Заместитель председателя заметил, что сержант его не слушает:
— Витаешь в облаках, сержант Аматуни?
— Вот я думаю: только из Лернасара пятьдесят семь человек погибло. А теперь там столько мужчин нету. Не только там — во всех верхних селах вместе нету. Что случилось-то?..
— Есть решение, — не затруднил себя сложным ответом заместитель председателя. — Новый поселок выстроили. Мы с тобой решения не принимаем, мы исполнители. Ис-пол-ни-те-ли! Ясно? Особенно ты. Не на улицу же людей выгоняем — переселяем поближе к городу! Если хорошенько потрудятся, лет через пять-шесть поселок в зелени утопать будет. И называется красиво — Цахкашен[71]. Значит, и цветы там будут. А мы за старые дома еще и деньги платим. Многие сами свои дома порушили, чтоб деньги поскорее заполучить!
— А знаете, что учитель сказал? — Аматуни уныло посмотрел на зампреда, у которого, видно, были дела поважнее — он то и дело на часы поглядывал: — Сказал: нет пока еще решения этот памятник перенести? А то, говорит, можно его по именам распилить, а лотом склеить где-нибудь на асфальте.
— Ну хватит! Мы не меньше его чтим память погибших. Демагог! — это относилось к Камсаряну. — Бесхребетный! — ну а уж это относилось к сержанту Аматуни. — Нам в милиции только баб не хватало. «Погрустили, выпили!» Вас что — грустить туда отправили? — он с возмущением уставился на Антоняна. — Вы свободны! Я обо всем доложу председателю!
Он спешил, но когда милиционеры ушли, как-то сразу обмяк весь и закрыл дверь на ключ. Секретарше сказал: «Если меня спросят, я ушел. Куда? К чертовой матери!»
Сел у окна, закурил. Голова гудела от мыслей. Как улей. Мысли жужжать теперь станут, жалить!
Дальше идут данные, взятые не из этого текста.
PR #481, opened 2025-05-16
Improve/verbosify error messages in various ToInteropOptions methods

adeal:
## What was changed

This a small change to make (most of) the ArgumentException messages in OptionsExtensions more verbose. Specifically, this change focuses on errors caused by the absence of a property being set, and includes the name of the options class that it is missing from.

## Why?

The various `ToInteropOptions(...)` methods are the first place where options classes get checked for correctness. Since these are "deeper" in the SDK than what most users are digging into, it can make the error challenging to interpret.

For example, we can look at an error thrown when `TargetHost` is not set for `HttpConnectProxyOptions`:

image

1. The call stack is unrelated to the location where a user might configure these client options, such as `Program.cs` or `Startup.cs`, so it can be unclear that this is a user error
2. "TargetHost" is an overloaded property name throughout the SDK, so disambiguating it to `HttpConnectProxyOptions` would be helpful

## Checklist

1. Closes 

4. How was this tested:

Not necessary; no functional changes.

5. Any docs updates needed?

None known.

### DIFF
--- a/src/Temporalio/Bridge/OptionsExtensions.cs
+++ b/src/Temporalio/Bridge/OptionsExtensions.cs
@@ -150,7 +150,7 @@ namespace Temporalio.Bridge
         {
             if (string.IsNullOrEmpty(options.Filter.FilterString))
             {
-                throw new ArgumentException($"FilterString is required when {nameof(Temporalio.Runtime.LoggingOptions)} is configured");
+                throw new ArgumentException($"FilterString is required when {nameof(Temporalio.Runtime.TelemetryFilterOptions)} is configured");
             }
             return new Interop.LoggingOptions()
             {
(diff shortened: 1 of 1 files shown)


src/Temporalio/Bridge/OptionsExtensions.cs
```diff
@@ -150,7 +150,7 @@ public static unsafe Interop.LoggingOptions ToInteropOptions(
         {
             if (string.IsNullOrEmpty(options.Filter.FilterString))
             {
-                throw new ArgumentException("Logging filter string is required");
+                throw new ArgumentException($"FilterString is required when {nameof(Temporalio.Runtime.LoggingOptions)} is configured");
```
adeal:
```suggestion
                throw new ArgumentException($"FilterString is required when {nameof(Temporalio.Runtime.TelemetryFilterOptions)} is configured");
```

cretz (approved):
Thanks!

За окном высились лысые горы, окружавшие городок. Сын, Левоник, прозвал их «сиротский приют». Языкастый чертенок. — И впрямь сиротки, обритые наголо. На вершинах ни леса, ни снега, на склонах ни деревца, ни цветочка, у подножия — ни родничка.
И вдруг в пустой комнате, в которой никого, кроме него, не было, он отчетливо услышал голос сержанта Аматуни: «Пятьдесят семь мужчин погибло из нашего села. Значит, на фронт ушло не меньше сотни. И, стало быть, жило тогда в селе не меньше тысячи человек. А сейчас десятка не наберется — несколько угасающих очагов. Кто в этом виноват? Спросить-то можем мы? Есть у нас такое право?» Спрашивай, сержант, спрашивай. Полагаешь, что зампред Сое Сафарян ответ знает, да скрывает?